[Start of section]

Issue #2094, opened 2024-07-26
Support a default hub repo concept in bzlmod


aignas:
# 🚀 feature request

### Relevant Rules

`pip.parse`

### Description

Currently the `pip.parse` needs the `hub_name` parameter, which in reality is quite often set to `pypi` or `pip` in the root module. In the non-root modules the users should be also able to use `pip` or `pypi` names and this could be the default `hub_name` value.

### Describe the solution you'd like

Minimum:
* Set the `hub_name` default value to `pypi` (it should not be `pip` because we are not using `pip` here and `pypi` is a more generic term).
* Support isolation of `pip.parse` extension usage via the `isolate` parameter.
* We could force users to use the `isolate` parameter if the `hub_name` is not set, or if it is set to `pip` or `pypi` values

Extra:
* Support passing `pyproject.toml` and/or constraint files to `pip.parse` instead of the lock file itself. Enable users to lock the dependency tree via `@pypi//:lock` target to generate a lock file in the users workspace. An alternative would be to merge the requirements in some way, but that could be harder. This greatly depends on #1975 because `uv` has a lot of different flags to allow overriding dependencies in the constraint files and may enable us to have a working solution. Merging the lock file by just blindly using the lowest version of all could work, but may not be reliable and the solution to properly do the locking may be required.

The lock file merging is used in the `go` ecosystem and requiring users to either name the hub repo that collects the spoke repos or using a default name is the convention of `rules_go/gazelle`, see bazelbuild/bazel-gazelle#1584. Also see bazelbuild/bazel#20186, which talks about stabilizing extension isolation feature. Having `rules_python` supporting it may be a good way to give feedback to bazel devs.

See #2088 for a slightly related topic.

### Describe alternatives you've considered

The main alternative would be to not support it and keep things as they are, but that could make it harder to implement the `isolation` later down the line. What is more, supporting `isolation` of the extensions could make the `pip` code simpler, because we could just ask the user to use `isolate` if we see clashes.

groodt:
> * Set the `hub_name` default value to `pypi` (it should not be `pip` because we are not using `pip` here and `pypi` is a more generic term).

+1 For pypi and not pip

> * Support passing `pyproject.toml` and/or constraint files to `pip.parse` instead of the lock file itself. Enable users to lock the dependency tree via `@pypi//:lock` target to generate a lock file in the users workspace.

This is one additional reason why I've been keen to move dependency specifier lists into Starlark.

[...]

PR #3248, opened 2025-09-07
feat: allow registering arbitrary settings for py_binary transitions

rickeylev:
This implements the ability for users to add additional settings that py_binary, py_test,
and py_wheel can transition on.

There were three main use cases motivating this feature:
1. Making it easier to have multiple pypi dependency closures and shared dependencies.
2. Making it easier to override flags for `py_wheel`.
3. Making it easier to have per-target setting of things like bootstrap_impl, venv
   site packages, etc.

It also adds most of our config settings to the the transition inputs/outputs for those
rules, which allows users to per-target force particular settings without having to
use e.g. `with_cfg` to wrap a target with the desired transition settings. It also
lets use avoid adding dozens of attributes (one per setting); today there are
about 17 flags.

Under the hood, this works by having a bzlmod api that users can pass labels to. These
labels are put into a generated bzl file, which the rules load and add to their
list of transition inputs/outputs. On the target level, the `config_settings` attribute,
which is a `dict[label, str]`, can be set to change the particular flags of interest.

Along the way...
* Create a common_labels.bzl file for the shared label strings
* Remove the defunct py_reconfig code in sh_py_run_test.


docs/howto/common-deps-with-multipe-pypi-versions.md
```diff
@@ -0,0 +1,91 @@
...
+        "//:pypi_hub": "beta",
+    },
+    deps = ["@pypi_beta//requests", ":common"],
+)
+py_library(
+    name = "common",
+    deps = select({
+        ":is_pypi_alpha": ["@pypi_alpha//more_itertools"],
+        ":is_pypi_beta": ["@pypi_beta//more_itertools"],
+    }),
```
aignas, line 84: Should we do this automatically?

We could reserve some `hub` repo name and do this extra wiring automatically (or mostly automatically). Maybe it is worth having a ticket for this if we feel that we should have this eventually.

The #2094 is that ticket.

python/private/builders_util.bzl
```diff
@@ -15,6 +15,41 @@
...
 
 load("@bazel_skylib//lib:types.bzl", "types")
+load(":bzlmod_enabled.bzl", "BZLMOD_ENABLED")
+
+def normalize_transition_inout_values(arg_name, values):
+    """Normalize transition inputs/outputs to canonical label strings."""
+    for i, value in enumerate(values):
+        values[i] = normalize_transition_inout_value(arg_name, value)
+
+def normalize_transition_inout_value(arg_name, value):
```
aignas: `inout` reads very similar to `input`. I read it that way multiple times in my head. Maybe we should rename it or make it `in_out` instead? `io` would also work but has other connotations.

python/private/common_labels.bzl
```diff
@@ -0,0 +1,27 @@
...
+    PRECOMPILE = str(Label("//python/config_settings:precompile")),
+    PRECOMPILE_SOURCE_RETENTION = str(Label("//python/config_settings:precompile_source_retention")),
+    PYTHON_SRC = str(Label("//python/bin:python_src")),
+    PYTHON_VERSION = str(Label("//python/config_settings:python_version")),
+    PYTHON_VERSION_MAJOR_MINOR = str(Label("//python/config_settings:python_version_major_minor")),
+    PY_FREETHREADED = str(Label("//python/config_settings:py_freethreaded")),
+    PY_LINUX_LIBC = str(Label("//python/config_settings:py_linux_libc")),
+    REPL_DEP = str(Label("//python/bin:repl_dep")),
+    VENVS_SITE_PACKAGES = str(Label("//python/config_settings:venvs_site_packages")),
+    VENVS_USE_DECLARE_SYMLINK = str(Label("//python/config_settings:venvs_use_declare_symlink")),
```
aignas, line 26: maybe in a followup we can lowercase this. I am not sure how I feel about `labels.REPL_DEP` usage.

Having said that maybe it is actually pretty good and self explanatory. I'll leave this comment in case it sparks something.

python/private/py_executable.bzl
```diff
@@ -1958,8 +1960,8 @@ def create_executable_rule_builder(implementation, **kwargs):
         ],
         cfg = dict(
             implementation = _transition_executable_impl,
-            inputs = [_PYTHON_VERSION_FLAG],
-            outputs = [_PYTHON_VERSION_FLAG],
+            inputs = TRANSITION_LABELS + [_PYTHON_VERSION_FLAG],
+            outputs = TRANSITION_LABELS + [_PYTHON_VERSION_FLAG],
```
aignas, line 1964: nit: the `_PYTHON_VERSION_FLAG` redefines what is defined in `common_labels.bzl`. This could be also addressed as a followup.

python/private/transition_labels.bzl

[End of section]
[Start of section]

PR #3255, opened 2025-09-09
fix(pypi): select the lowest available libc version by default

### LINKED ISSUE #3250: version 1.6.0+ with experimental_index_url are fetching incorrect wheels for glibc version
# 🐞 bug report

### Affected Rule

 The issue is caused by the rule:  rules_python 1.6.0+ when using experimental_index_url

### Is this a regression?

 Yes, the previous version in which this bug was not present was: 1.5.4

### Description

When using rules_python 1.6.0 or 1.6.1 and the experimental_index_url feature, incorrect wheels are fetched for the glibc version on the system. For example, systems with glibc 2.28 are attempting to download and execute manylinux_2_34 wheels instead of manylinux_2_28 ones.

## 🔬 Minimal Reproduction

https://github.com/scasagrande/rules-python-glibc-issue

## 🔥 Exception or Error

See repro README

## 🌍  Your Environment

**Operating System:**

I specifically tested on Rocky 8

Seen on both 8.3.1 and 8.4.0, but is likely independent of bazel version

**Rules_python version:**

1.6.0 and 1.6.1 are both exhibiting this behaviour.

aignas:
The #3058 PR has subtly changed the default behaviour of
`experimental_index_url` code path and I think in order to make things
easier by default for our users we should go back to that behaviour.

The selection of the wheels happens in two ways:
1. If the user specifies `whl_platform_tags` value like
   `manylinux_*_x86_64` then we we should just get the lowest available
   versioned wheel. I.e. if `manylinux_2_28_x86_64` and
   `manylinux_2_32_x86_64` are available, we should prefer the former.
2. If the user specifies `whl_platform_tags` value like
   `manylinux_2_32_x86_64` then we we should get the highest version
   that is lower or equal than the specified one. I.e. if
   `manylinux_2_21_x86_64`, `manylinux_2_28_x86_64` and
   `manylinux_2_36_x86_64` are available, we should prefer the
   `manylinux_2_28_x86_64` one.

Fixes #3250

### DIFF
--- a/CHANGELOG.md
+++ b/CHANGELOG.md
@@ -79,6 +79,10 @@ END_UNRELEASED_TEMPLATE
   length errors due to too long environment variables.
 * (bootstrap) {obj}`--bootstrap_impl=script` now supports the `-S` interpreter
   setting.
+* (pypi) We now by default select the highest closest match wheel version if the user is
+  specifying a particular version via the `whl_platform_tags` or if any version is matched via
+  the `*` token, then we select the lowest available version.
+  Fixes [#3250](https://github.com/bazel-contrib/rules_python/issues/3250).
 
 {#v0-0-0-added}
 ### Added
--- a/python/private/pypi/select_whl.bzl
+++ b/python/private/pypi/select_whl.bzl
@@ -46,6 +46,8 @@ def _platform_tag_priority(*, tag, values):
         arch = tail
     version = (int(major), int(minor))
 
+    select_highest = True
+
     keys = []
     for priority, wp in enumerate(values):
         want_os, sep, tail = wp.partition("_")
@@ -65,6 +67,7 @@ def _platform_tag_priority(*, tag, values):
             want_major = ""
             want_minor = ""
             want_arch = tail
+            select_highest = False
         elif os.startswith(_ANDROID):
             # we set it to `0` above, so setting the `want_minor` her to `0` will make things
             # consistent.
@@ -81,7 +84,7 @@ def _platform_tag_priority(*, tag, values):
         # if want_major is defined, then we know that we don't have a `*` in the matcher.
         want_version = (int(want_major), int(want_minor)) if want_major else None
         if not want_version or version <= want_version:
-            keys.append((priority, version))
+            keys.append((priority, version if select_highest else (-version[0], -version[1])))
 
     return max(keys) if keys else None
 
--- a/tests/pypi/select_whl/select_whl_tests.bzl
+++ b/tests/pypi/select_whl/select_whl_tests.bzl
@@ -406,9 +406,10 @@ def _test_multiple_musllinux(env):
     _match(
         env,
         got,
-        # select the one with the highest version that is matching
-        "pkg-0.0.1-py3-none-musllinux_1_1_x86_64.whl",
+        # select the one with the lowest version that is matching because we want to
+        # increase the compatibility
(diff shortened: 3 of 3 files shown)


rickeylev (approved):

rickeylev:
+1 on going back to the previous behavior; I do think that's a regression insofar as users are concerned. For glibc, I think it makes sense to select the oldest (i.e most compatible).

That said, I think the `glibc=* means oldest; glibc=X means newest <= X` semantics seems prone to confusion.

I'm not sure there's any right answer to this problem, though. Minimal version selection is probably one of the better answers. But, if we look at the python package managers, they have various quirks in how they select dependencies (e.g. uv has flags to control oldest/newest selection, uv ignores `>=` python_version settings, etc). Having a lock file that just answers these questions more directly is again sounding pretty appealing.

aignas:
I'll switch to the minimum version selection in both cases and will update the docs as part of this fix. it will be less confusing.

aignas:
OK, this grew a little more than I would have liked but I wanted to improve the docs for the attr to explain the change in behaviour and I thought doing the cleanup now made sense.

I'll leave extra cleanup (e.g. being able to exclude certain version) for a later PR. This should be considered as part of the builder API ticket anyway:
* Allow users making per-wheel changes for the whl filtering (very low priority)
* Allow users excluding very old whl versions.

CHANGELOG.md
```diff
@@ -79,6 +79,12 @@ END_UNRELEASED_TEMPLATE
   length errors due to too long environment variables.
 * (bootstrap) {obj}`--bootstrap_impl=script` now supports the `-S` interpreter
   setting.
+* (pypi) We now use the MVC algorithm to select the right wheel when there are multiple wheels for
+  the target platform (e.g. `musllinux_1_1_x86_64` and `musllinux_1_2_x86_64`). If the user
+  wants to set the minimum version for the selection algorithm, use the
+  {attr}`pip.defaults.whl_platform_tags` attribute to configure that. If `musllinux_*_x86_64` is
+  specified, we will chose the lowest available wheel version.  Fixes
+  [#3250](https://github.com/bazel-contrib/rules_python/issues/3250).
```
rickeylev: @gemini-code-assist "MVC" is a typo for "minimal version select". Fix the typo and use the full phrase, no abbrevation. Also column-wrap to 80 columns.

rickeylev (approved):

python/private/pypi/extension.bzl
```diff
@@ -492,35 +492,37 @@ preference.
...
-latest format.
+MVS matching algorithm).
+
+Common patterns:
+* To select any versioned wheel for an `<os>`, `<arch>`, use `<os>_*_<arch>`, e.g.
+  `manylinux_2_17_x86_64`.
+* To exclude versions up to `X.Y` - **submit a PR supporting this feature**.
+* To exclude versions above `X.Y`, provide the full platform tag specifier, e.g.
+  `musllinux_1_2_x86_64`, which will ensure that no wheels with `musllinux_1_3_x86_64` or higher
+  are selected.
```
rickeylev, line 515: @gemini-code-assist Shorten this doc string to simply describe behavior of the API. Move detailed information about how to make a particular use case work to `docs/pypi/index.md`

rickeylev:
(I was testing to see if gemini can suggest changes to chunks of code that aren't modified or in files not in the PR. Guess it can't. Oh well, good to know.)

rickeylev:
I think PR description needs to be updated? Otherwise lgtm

[End of section]
[Start of section]

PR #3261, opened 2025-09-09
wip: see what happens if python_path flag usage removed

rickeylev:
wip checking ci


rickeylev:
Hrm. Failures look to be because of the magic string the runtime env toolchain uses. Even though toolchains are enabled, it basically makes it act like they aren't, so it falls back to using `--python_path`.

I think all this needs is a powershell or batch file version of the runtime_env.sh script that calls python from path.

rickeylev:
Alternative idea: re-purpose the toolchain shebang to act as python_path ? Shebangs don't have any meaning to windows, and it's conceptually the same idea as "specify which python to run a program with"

[End of section]

→ **What you need to do**: Of the entries listed above, reproduce only the lines starting at the line containing "I specifically tested on Rocky 8" and ending at the line containing "versioned wheel. I.e.". Include both, exactly as they stand.

→ **Answer section**:
I specifically tested on Rocky 8

Seen on both 8.3.1 and 8.4.0, but is likely independent of bazel version

**Rules_python version:**

1.6.0 and 1.6.1 are both exhibiting this behaviour.

aignas:
The #3058 PR has subtly changed the default behaviour of
`experimental_index_url` code path and I think in order to make things
easier by default for our users we should go back to that behaviour.

The selection of the wheels happens in two ways:
1. If the user specifies `whl_platform_tags` value like
   `manylinux_*_x86_64` then we we should just get the lowest available
   versioned wheel. I.e. if `manylinux_2_28_x86_64` and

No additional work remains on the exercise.